Monday, June 14, 2010

The human foot. by the Substitute Blogger.

Jaymon your substitute blogger here.

Happy to have the opportunity to share a fascinating subject, the human foot.  The foot is supremely deft at carrying the body about in a variety of gates and strides as well as facilitating climbing, crawling, swimming, kicking, jumping, height extension and aiding balance.  The foot adapts to what ever demands we place on it.  Having a history in martial arts I used my naked feet in ways most people do not often consider.  From kicking above with the top, ball, heel, toes, and sides in striking to using them in grappling to hook, trip, push, and even strangle.   Our feet have a lot of demands placed on them and they will adapt to whatever you want them to do but there are some special considerations one should apply to them.  To understand these considerations lets first examine the structure and composition of the foot.

Consider the foot as a combination of several dimensional variables of strength, durability, sensitivity, and finesse.  All of these variables can be increased though some take time for the foot to adapt.   
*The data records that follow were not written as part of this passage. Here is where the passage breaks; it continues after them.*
PR #6925, opened 2025-07-21
macos port: use getifaddrs to find default if

trws:
I decided to try out the MacOS build at the end of last week, and noticed one bit of low-hanging fruit.  The `getprimary_iface4` function was failing, and I guessed that could cause a whole lot of downstream failures. 

problem: MacOS/BSD lack a linux-compatible proc (usually) so we can't read routes from proc

solution: Use the same approach as before, looking for the first listed interface with a netmask == 0, but iterate over the entries in getifaddrs instead, which is a BSD interface ported to linux and available on all relevant systems.  If at some point we do switch to libuv, it provides a very similar convenience wrapper that is available on all compatible platforms as well.


trws:
It turns out this is not reliable in some cases, where no interface with a blank netmask exists but a default still does, working on a fix.

trws:
There's a failure happening on both PRs related to this from the fileref test. I haven't been able to reproduce it on a local mac, and it doesn't seem to have cropped up before. @garlick have you seen this? It looks like a symlink test failure, but there's no related output from GHA to see what actually failed other than that.

grondo:
Does the tmate action work on the macos builder? I've used that in the past to debug issues that annoyingly only happen in CI. I just usually temporarily add the action on failure. (I Ikeep wondering if there's a way to permanently add that action and only trigger it via a "debug" rebuild)

trws:
That is an excellent thought. I don't know, but I will find out.

garlick:
Apologies, I made a comment on this stuff in the other PR that is based on top of it.  Just that I'm traveling today and wanted to have a closer look at this before it goes in.  Great work @trws.

src/common/libutil/ipaddr.c
```diff
@@ -30,6 +30,10 @@
 #include "cidr.h"
 #include "ipaddr.h"
 
+#ifdef __MACH__
```
garlick: I used `__APPLE__` before (e.g. in libev and libutil/intree.c).   Unless there's a reason to use `__MACH__` maybe  we should stick to `__APPLE__` for consistency?

src/common/libutil/ipaddr.c
```diff
@@ -44,6 +48,44 @@ static bool is_linklocal6 (struct sockaddr_in6 *sin)
     return false;
 }
 
+#ifdef __MACH__
+static int getprimary_iface4 (char *buf, size_t size, flux_error_t *error)
+{
+    int ret = -1;
+    SCDynamicStoreRef store = SCDynamicStoreCreate(NULL, CFSTR("GetDefaultInterface"), NULL, NULL);
+    if (!store) {
+        fprintf(stderr, "Failed to create SCDynamicStore\n");
```
garlick: Put error messages in `error` using `errprintf()` instead of sending them to stderr.

src/common/libutil/ipaddr.c
```diff
@@ -234,11 +277,16 @@ int ipaddr_getprimary (char *buf,
...
+        // macos doesn't reliably resolve its own hostname, so always do
+        // getprimary_ifaddr
+#ifdef __MACH__
+        rc = getprimary_ifaddr (buf, len, prefer_family, error);
+#else
         if (!(flags & IPADDR_HOSTNAME))
             rc = getprimary_ifaddr (buf, len, prefer_family, error);
-        if (rc < 0) {
+#endif
+        if (rc < 0)
```
garlick: This might be slightly clearer if the ifdef just cleared IPADDR_HOSTNAME at the top rather than mixing preprocessor conditionals with C conditionals, e.g.
```c
#ifdef __APPLE__
    // macos doesn't reliably resolve its own hostname
    flags &= ~IPADDR_HOSTNAME;
#endif
```

src/common/libutil/Makefile.am
```diff
@@ -109,6 +110,12 @@ libutil_la_SOURCES = \
 	basename.c \
 	ansi_color.h
 
+if MAC
+libutil_la_LDFLAGS = -F/System/Library/Frameworks \
+									 -framework CoreServices \
+									 -framework SystemConfiguration
+endif
```
garlick: I don't think the -F is needed since `/System/Library/Frameworks` is the default location?

garlick:
Hmm one of my review comments didn't seem to have taken?  I was thinking maybe it would be more idiomatic with respect to autotools and scale a little better if we conditionally defined some ld flags that are empty on linux and filled on apple, rather than do the `if MAC` thing in Makefile.ams.  For example, in configure.ac
```m4
AC_MSG_CHECKING([whether Apple frameworks can be used])
AS_IF([test $(uname) = "Darwin"],[
  AC_MSG_RESULT([yes])
  apple_coreservices_framework="-framework CoreServices"
  AS_VAR_SET(APPLE_CORESERVICES_FRAMEWORK, $apple_coreservices_framework)
  AC_SUBST(APPLE_CORESERVICES_FRAMEWORK)
  apple_systemconfiguration_framework="-framework SystemConfiguration"
  AS_VAR_SET(APPLE_SYSTEMCONFIGURATION_FRAMEWORK, $apple_systemconfiguration_framework)
  AC_SUBST(APPLE_SYSTEMCONFIGURATION_FRAMEWORK)
],[
  AC_MSG_RESULT([no])
])
```
Then in libuti/Makefile.am
```
libutil_la_LDFLAGS = \ 
        $(AM_LDFLAGS) \
        $(APPLE_CORESERVICES_FRAMEWORK) \
        $(APPLE_SYSTEMCONFIGURATION_FRAMEWORK)
```

src/common/libutil/ipaddr.c
trws: Works for me.

trws:
Thanks for the autoconf changes, I can see why that's nicer, but I'm pretty much always in trial and error mode when I'm dealing with things that have to cross from autoconf m4 land to shell to perl to make.

src/common/libutil/ipaddr.c
```diff
@@ -234,11 +277,14 @@ int ipaddr_getprimary (char *buf,
...
+            // macos doesn't reliably resolve its own hostname
+            flags &= ~IPADDR_HOSTNAME;
+        #endif
         if (!(flags & IPADDR_HOSTNAME))
             rc = getprimary_ifaddr (buf, len, prefer_family, error);
-        if (rc < 0) {
+        if (rc < 0)
             rc = getprimary_hostaddr (buf, len, prefer_family, error);
-        }
     }
```
garlick: Unrelated fiddling with braces.

src/common/libutil/ipaddr.c
```diff
@@ -44,6 +48,44 @@ static bool is_linklocal6 (struct sockaddr_in6 *sin)
     return false;
 }
 
+#ifdef __APPLE__
+static int getprimary_iface4 (char *buf, size_t size, flux_error_t *error)
+{
+    int ret = -1;
+    SCDynamicStoreRef store = SCDynamicStoreCreate(NULL, CFSTR("GetDefaultInterface"), NULL, NULL);
```
garlick: RFC 7 coding style: use a space between function name and open paren.

configure.ac
```diff
@@ -661,4 +674,3 @@ AS_IF([test "x$enable_docs" != "xno"], [
     AC_MSG_WARN([Python Docutils not found. Manual pages will not be generated.])
   fi
 ])
-
```
garlick: unrelated whitespace change

src/common/libutil/Makefile.am
```diff
@@ -7,6 +7,7 @@ AM_CFLAGS = \
 AM_LDFLAGS = \
 	$(CODE_COVERAGE_LIBS)
 
+
```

There are 26 bones connected through 33 joints in the human foot.  These bones are very stout with lots of surface and knobby ends to connect more than 100 muscles and tendons to them.

The movement of the foot including the toes is done through tendons leading to muscles in the lower leg.  The foot.  Just look at all that tendon.

The muscles in the foot works to absorb impact rather than to articulate limbs.  

Tendons are slower to regenerate and strengthen in response to stress than muscle.  Because the foot has such a large proportion of bone and tendon relative to other body parts it generally takes longer for it to become conditioned to new stress.  Because the feet are so durable they will tolerate abuse through poor form longer than other body parts.  This can lead to a false sense of progress in an endeavor until the foot finally gives in to injury and pain or worse injuries up the leg and body cause by the poor form.  Feet are amazing and they will do whatever you want them to do.  It can take a bit more time than other body parts so a steady incremental approach, special attention to good form and plenty of consideration for recent progress is called for.

Jaymon Hotz



Jill said...

Wow, tons of foot info, thanks!! I wish I could see into my foot, like a special x-ray machine, to see what's going on with my heel. Beings it hurts more to walk on the hard concrete than it is to wear cushy shoes, I'd better stick to the shoes for now. But I am intrigued.

Rad Runner said...

This is an amazing post, its like as close to the exhibit "Body Works" as a blog could get!

OrangeBlossom said...

Great post!

Since I'm still new to running and do not live near big cities...

How do I know if I have good running form?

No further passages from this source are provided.